Using "task" as the search string, find the matching lines below and copy them.

________

PR #1043, opened 2026-09-09
feat(ISV-7663): operator name reservation depends on source

BorekZnovustvoritel:
### Merge Request Checklists

    - [ ] Linting
    - [ ] Code formatter - Black
    - [ ] Security scanners
    - [ ] Unit tests
    - [ ] Integration tests

### DIFF
--- a/operatorcert/entrypoints/reserve_operator_name.py
+++ b/operatorcert/entrypoints/reserve_operator_name.py
@@ -43,16 +43,46 @@ def setup_argparser() -> argparse.ArgumentParser:  # pragma: no cover
     return parser
 
 
-def check_operator_name_registered_for_association(args: Any) -> None:
+def has_approved_duplicate_name(args: Any) -> bool:
+    """
+    Check if duplicate name exception is allowed for this operator.
+    Args:
+        args: The parsed argparse arguments
+
+    Returns:
+        True if the exception is allowed, False otherwise.
+    """
+    if args.approved_exceptions:
+        for exception in set(args.approved_exceptions):
+            try:
+                match WorkflowException(exception):
+                    case WorkflowException.DUPLICATE_NAME:
+                        LOGGER.info(
+                            "Operator name is only checked against "
+                            "a single catalog source."
+                        )
+                        return True
+            except ValueError:
+                LOGGER.error("Unknown workflow exception %s is ignored", exception)
+    return False
+
+
+def check_operator_name_registered_for_association(
+    args: Any, allow_duplicates: bool = False
+) -> None:
     """
     Check if for given association/isv_pid operatorPackage already exist
     and validates that the package name match operator name requested.
     """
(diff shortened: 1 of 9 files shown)


operatorcert/entrypoints/reserve_operator_name.py
```diff
@@ -44,7 +44,8 @@ def check_operator_name_registered_for_association(args: Any) -> None:
         urljoin(
             args.pyxis_url,
             "v1/operators/packages?"
-            f"filter=association=={args.association};deleted!=true",
+            f"filter=association=={args.association};deleted!=true;"
+            f"source=={args.source}",
```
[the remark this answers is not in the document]
BorekZnovustvoritel: The important in this case is usage of the script. Since the [source task param is not optional](https://github.com/redhat-openshift-ecosystem/operator-pipelines/blob/main/ansible/roles/operator-pipeline/templates/openshift/tasks/reserve-operator-name.yml#L13), this implementation won't cause the declared problem.

BorekZnovustvoritel:
Seems like Preflight is slow today. I will move this to review, since the ISV test is the one relevant for this task.

mantomas (commented):
Looks good to me, just a clarifying question: the Slack discussion resulted in **exception for specific operator**, but this change, as I read it, will stop checking the uniqueness for all operators across sources. Is this the desired outcome? I see the AC is clear, but there was no grooming/discussion so I need to make sure we understand it the same way.

BorekZnovustvoritel:
Yes, I consulted this with Aleš in the office and he would choose the approach I used.

In the Openshift catalog, there is always an UI label showing from which source each operator comes. So this should be alright.

We can definitely discuss this on a standup in case you prefer a different approach.

BorekZnovustvoritel:
Based on the conversation, I changed the ticket and reworked the solution.

The working exception is visible in this PR:
https://github.com/redhat-openshift-ecosystem/operator-pipelines-test/pull/4038

From the logs it is obvious that the query for source is used there.

Successful pipeline without the exception is visible here:
https://github.com/redhat-openshift-ecosystem/operator-pipelines-test/pull/4034

operatorcert/entrypoints/reserve_operator_name.py
mantomas: Is this query out of scope now after the refactor? The comment on line 64 is about single package, but for operators with exception the API returns multiple results IIUC.

BorekZnovustvoritel: I think you are right and it's best to make the both queries behave the same. Updated.

BorekZnovustvoritel:
Manual retest PR with the exception added: https://github.com/redhat-openshift-ecosystem/operator-pipelines-test/pull/4039

mantomas (approved):

tomasbakk (approved):
lgtm 👍

PR #659, opened 2015-07-23
Eliminate copy ctor for AutoPacketFactory

codemercenary:
This type cannot be safely copied as it is concurrent anyway, might as well make this explicit.


hham:
Looks good.

PR #660, opened 2015-07-23
Implement Windows XP fallback mechanism for thread pools

codemercenary:
This is necessary to ensure that compatibility libraries that use Autowiring are still dynamically linkable on Windows XP without delay loading.  Hopefully this is the last LH+ API that needs to be refactored.


jdonald:
SystemThreadPoolWinLH.cpp looks equivalent to the old functionality and the tests pass so I assume this is safe for Win7+. Will merge then test off develop to find the next XP roadblock if there is one.

PR #661, opened 2015-07-23
Add `autowiring::is_complete`

codemercenary:
This will be used to determine at compile time whether a particular type is fully defined.  The utility of this compile time trait is pretty high; right now it's tough to know whether we can use `typeid` safely because types substituted in template methods and classes are often forward-declared.  At some point, however, they _do_ become completely defined, and we'd like to be able to instantiate types that rely upon total definition when that happens.

- [ ] Fix the Windows build


codemercenary:
I don't see any way to get this to compile in MSVC right now, this will have to be revisited in the future.

PR #662, opened 2015-07-23
XP: Fix GetProcAddress() usage of CreateThreadpoolWork()

jdonald:
It was properly delay-loading kernel32.dll to find these entrypoints, but then using the non-GetProcAddress() calls.


codemercenary:
Oops, thanks for fixing that for me.

PR #667, opened 2015-07-24
Teach AutoBench how to accept multiple benchmarks

codemercenary:
It's handy to be able to run multiple benchmarks at once without having to specify all of them and doesn't require that substantial of a refactor.


hham:
Looks good.

Issue #674, opened 2015-07-27
Fix ObjectPool performance


codemercenary:
`ObjectPool` has terrible performance because we used `std::shared_ptr` to track objects that are in the cache, when really we should be using `std::unique_ptr`.  This design choice was made in order to support libstdc, but because we no longer support it, we should probably fix `ObjectPool`'s current performance issue, especially if we are recommending that people use it in preference of `operator new`.

codemercenary:
Addressed by #678

PR #676, opened 2015-07-28
Add a benchmark test for the object pool

codemercenary:
`ObjectPool` will need to be a performant type.  Add a benchmark so we can track its improvement.  Current object pool times show `ObjectPool` as about 4x slower than `malloc` for flat datatypes, and 2x slower than `malloc` for types that allocate additional memory.  This is clearly an unacceptable situation.

Addresses #674


codemercenary:
Current benchmarks:

```
basic                                   68.542  ns  100.00%
complex                                 219.18  ns  319.77%
pool_basic                              378.65  ns  552.43%
pool_complex                            383.64  ns  559.71%
```

PR #677, opened 2015-07-28
Fix AUTO_ALIGNOF copy/paste typo

gittyupagain:


codemercenary:
I will merge this separately, but note that this change is also present in #666.

PR #678, opened 2015-07-28
Improve object pool performance

codemercenary:
Reduce the number of things that have to be copied to perform an allocation to just two--the pool version and the monitor reference.

### DIFF
--- a/autowiring/ObjectPool.h
+++ b/autowiring/ObjectPool.h
@@ -46,25 +46,18 @@ public:
     const std::function<void(T&)>& initial = &DefaultInitialize<T>,
     const std::function<void(T&)>& final = &DefaultFinalize<T>
   ) :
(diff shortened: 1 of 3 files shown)


codemercenary:
This marks a pretty significant performance improvement for `ObjectPool`.  #676 shows the previous benchmarks; current benchmarks are as follows:

```
objpool
basic                                   67.7915 ns  100.00%
complex                                 215.58  ns  318.00%
pool_basic                              213.83  ns  315.42%
pool_complex                            212.82  ns  313.94%
```

While the object pool still cannot compete with the native system allocator for uninitialized memory allocation, it is nevertheless significantly faster when allocationg data structures with nontrivial constructors, even when said constructors are kept very simple.  For more complex allocators, `ObjectPool` is expected to outperform the system heap significantly.

Issue #681, opened 2015-07-28
Eliminate ObjectPool constructing allocator


codemercenary:
`ObjectPool` has a constructor overload which allows callers to override default memory allocation.  This makes two separate allocations necessary and can be very inefficient.  Remove the allocating constructor completely, and then use `alignof` to satisfy alignment requirements.

PR #684, opened 2015-07-28
Fix compatibility, implement ObjPool placement constructor

codemercenary:
We would like to deprecate the allocating constructor variant of `ObjectPool`, but we cannot do this all at once.  Encourage users to use a placement constructor rather than an allocating constructor.

### DIFF
--- a/autowiring/ObjectPool.h
+++ b/autowiring/ObjectPool.h
@@ -21,7 +21,7 @@ void DefaultFinalize(T&){}
 
 namespace autowiring {
   struct placement_t {};
-  static const placement_t placement;
+  static const placement_t placement{};
 }
 
 /// <summary>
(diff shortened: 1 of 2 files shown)


autowiring/ObjectPool.h
```diff
@@ -58,11 +65,19 @@ class ObjectPool
...
     const std::function<void(T&)>& final = &DefaultFinalize<T>
   ), "Superceded by the placement construction version");
-  
-  ObjectPool(ObjectPool&& rhs)
-  {
-    *this = std::move(rhs);
-  }
+
+  /// <param name="limit">The maximum number of objects this pool will allow to be outstanding at any time.</param>
+  /// <param name="maxPooled">The maximum number of objects cached by the pool.</param>
```
gittyupagain: The comments above appear to be stale.

codemercenary:
This is needed in preparation for #681.  Users have to have something to migrate to before we remove the original feature.

PR #698, opened 2015-07-30
Throw exceptions if the context isn't running during a call to begin()

### LINKED ISSUE #688: parallel::begin exception behavior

________

§ **SOLUTION FOR THIS PROBLEM**
BorekZnovustvoritel: The important in this case is usage of the script. Since the [source task param is not optional](https://github.com/redhat-openshift-ecosystem/operator-pipelines/blob/main/ansible/roles/operator-pipeline/templates/openshift/tasks/reserve-operator-name.yml#L13), this implementation won't cause the declared problem.
Seems like Preflight is slow today. I will move this to review, since the ISV test is the one relevant for this task.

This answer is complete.